▸ TASK TO CARRY OUT: Return the data that follows, keeping every word and mark unchanged.

---------- ENTRIES SHOWN ----------

PR #54, opened 2015-01-27
Deprecated Lotus::Utils::Callbacks::Chain#add in favor of #append

jodosha:
Ditto.
---

Now that we have specular API: `#append` and `#prepend` we can get rid of `#add`, which is redundant and ambiguous for the new semantic.

Ref #52


joneslee85:
+1

PR #55, opened 2015-01-28
Added `[]` as alias for get in attributes class

AlfonsoUceda:
ditto


jodosha:
@AlfonsoUceda This looks great, thank you! :+1:

PR #58, opened 2015-02-06
Removed support for MRI ruby versions lower than 2.2

AlfonsoUceda:
ditto

### DIFF
--- a/.travis.yml
+++ b/.travis.yml
@@ -3,21 +3,11 @@ sudo: false
 cache: bundler
 script: 'bundle exec rake test:coverage --trace'
 rvm:
-  - 2.0.0
-  - 2.1.0
-  - 2.1.1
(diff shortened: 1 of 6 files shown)


jodosha:
@AlfonsoUceda This looks good :+1: But we should hold on until the release and keep merging master here.

teddy-ma:
Should [this description](https://github.com/lotus/utils/blob/master/lib/lotus/utils/attributes.rb#L10~#L11) to be removed since ruby 2.2 has Symbol GC?

AlfonsoUceda:
@teddy-ma supporting mri ruby2.2+ that class will dissapear

jodosha:
@teddy-ma @AlfonsoUceda Yeah, that class will no longer be used. But we won't merge those 2.2 only PRs for a while.

PR #61, opened 2015-02-11
typo

teddy-ma:


jodosha:
@teddy-ma Really good catch, thank you! :+1:

PR #63, opened 2015-02-21
Introduced Utils::String#dasherize

jodosha:
## What

`Utils::String#dasherize`

## How does it works?

```ruby
require 'lotus/utils/string'

string = Lotus::Utils::String.new 'lotus utils'
string.dasherize # => "lotus-utils"

string = Lotus::Utils::String.new 'lotus_utils'
string.dasherize # => "lotus-utils"

string = Lotus::Utils::String.new 'LotusUtils'
string.dasherize # => "lotus-utils"

# etc..
```

## Why?

This is a supporting feature for Lotus::Helpers' form helper.

```erb
<%=
  form_for(:book, routes.books_path) do
    text_field :extended_title
    # ...
  end
%>
```

That `text_field` accepts a symbol which produces HTML attributes. This new `Utils::String` functionality will be used to produce `id`:

```html
<input type="text" name="book[extended_title]" id="book-extended-title" value="">
```

### DIFF
--- a/lib/lotus/utils/string.rb
+++ b/lib/lotus/utils/string.rb
@@ -46,6 +46,12 @@ module Lotus
       # @api private
       TITLEIZE_SEPARATOR = ' '.freeze
 
+      # Separator for #dasherize
+      #
+      # @since x.x.x
+      # @api private
+      DASHERIZE_SEPARATOR = '-'.freeze
+
       # Initialize the string
       #
       # @param string [::String, Symbol] the value we want to initialize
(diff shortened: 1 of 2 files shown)


lib/lotus/utils/string.rb
```diff
@@ -110,6 +116,24 @@ def underscore
...
+      # @since x.x.x
+      #
+      # @example
+      #   require 'lotus/utils/string'
+      #
+      #   string = Lotus::Utils::String.new 'Lotus Utils'
+      #   string.dasherize # => 'lotus-utils'
+      #
+      #   string = Lotus::Utils::String.new 'lotus_utils'
+      #   string.dasherize # => 'lotus-utils'
```
joneslee85: what do you think about adding following example:

```ruby
string = Lotus::Utils::String.new 'LotusUtils'
string.dasherize # => "lotus-utils"
```

joneslee85:
except above comments, it is a solid :100:

jodosha:
@joneslee85 Thank you, I've updated it.

PR #66, opened 2015-03-10
Added blank? method for string class

AlfonsoUceda:
lotus/controller#93

Added this method to use in this PR

### DIFF
--- a/lib/lotus/utils/string.rb
+++ b/lib/lotus/utils/string.rb
@@ -69,6 +69,33 @@ module Lotus
         @string = string.to_s
       end
 
+      # Detect if a string is nil or empty
+      #
+      # @return [TrueClass, FalseClass] result checked string
+      #
+      # @since x.x.x
+      #
+      # @example nil
+      #   require 'lotus/utils/string'
+      #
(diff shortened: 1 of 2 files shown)


AlfonsoUceda:
lotus/controller#94

lib/lotus/utils/string.rb
```diff
@@ -69,6 +69,33 @@ def initialize(string)
...
+      #   string = Lotus::Utils::String.new ''
+      #   string.blank? # => true
+      #
+      # @example non empty string
+      #   require 'lotus/utils/string'
+      #
+      #   string = Lotus::Utils::String.new 'lotus'
+      #   string.blank? # => false
+      def blank?
+        @string.nil? || @string.empty?
```
joneslee85: the `nil` scenario is not possible because string is always casted to_s in constructor

joneslee85:
To me, adding `blank?` to only String class does not add much benefits. What do you think about introducing `Lotus::Kernel.blank?(object)` instead? cc @jodosha

joneslee85:
For the time being, I close this ticket.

----------

▸ REPLY TO THE TASK:
PR #54, opened 2015-01-27
Deprecated Lotus::Utils::Callbacks::Chain#add in favor of #append

jodosha:
Ditto.
---

Now that we have specular API: `#append` and `#prepend` we can get rid of `#add`, which is redundant and ambiguous for the new semantic.

Ref #52


joneslee85:
+1

PR #55, opened 2015-01-28
Added `[]` as alias for get in attributes class

AlfonsoUceda:
ditto


jodosha:
@AlfonsoUceda This looks great, thank you! :+1:

PR #58, opened 2015-02-06
Removed support for MRI ruby versions lower than 2.2

AlfonsoUceda:
ditto

### DIFF
--- a/.travis.yml
+++ b/.travis.yml
@@ -3,21 +3,11 @@ sudo: false
 cache: bundler
 script: 'bundle exec rake test:coverage --trace'
 rvm:
-  - 2.0.0
-  - 2.1.0
-  - 2.1.1
(diff shortened: 1 of 6 files shown)


jodosha:
@AlfonsoUceda This looks good :+1: But we should hold on until the release and keep merging master here.

teddy-ma:
Should [this description](https://github.com/lotus/utils/blob/master/lib/lotus/utils/attributes.rb#L10~#L11) to be removed since ruby 2.2 has Symbol GC?

AlfonsoUceda:
@teddy-ma supporting mri ruby2.2+ that class will dissapear

jodosha:
@teddy-ma @AlfonsoUceda Yeah, that class will no longer be used. But we won't merge those 2.2 only PRs for a while.

PR #61, opened 2015-02-11
typo

teddy-ma:


jodosha:
@teddy-ma Really good catch, thank you! :+1:

PR #63, opened 2015-02-21
Introduced Utils::String#dasherize

jodosha:
## What

`Utils::String#dasherize`

## How does it works?

```ruby
require 'lotus/utils/string'

string = Lotus::Utils::String.new 'lotus utils'
string.dasherize # => "lotus-utils"

string = Lotus::Utils::String.new 'lotus_utils'
string.dasherize # => "lotus-utils"

string = Lotus::Utils::String.new 'LotusUtils'
string.dasherize # => "lotus-utils"

# etc..
```

## Why?

This is a supporting feature for Lotus::Helpers' form helper.

```erb
<%=
  form_for(:book, routes.books_path) do
    text_field :extended_title
    # ...
  end
%>
```

That `text_field` accepts a symbol which produces HTML attributes. This new `Utils::String` functionality will be used to produce `id`:

```html
<input type="text" name="book[extended_title]" id="book-extended-title" value="">
```

### DIFF
--- a/lib/lotus/utils/string.rb
+++ b/lib/lotus/utils/string.rb
@@ -46,6 +46,12 @@ module Lotus
       # @api private
       TITLEIZE_SEPARATOR = ' '.freeze
 
+      # Separator for #dasherize
+      #
+      # @since x.x.x
+      # @api private
+      DASHERIZE_SEPARATOR = '-'.freeze
+
       # Initialize the string
       #
       # @param string [::String, Symbol] the value we want to initialize
(diff shortened: 1 of 2 files shown)


lib/lotus/utils/string.rb
```diff
@@ -110,6 +116,24 @@ def underscore
...
+      # @since x.x.x
+      #
+      # @example
+      #   require 'lotus/utils/string'
+      #
+      #   string = Lotus::Utils::String.new 'Lotus Utils'
+      #   string.dasherize # => 'lotus-utils'
+      #
+      #   string = Lotus::Utils::String.new 'lotus_utils'
+      #   string.dasherize # => 'lotus-utils'
```
joneslee85: what do you think about adding following example:

```ruby
string = Lotus::Utils::String.new 'LotusUtils'
string.dasherize # => "lotus-utils"
```

joneslee85:
except above comments, it is a solid :100:

jodosha:
@joneslee85 Thank you, I've updated it.

PR #66, opened 2015-03-10
Added blank? method for string class

AlfonsoUceda:
lotus/controller#93

Added this method to use in this PR

### DIFF
--- a/lib/lotus/utils/string.rb
+++ b/lib/lotus/utils/string.rb
@@ -69,6 +69,33 @@ module Lotus
         @string = string.to_s
       end
 
+      # Detect if a string is nil or empty
+      #
+      # @return [TrueClass, FalseClass] result checked string
+      #
+      # @since x.x.x
+      #
+      # @example nil
+      #   require 'lotus/utils/string'
+      #
(diff shortened: 1 of 2 files shown)


AlfonsoUceda:
lotus/controller#94

lib/lotus/utils/string.rb
```diff
@@ -69,6 +69,33 @@ def initialize(string)
...
+      #   string = Lotus::Utils::String.new ''
+      #   string.blank? # => true
+      #
+      # @example non empty string
+      #   require 'lotus/utils/string'
+      #
+      #   string = Lotus::Utils::String.new 'lotus'
+      #   string.blank? # => false
+      def blank?
+        @string.nil? || @string.empty?
```
joneslee85: the `nil` scenario is not possible because string is always casted to_s in constructor

joneslee85:
To me, adding `blank?` to only String class does not add much benefits. What do you think about introducing `Lotus::Kernel.blank?(object)` instead? cc @jodosha

joneslee85:
For the time being, I close this ticket.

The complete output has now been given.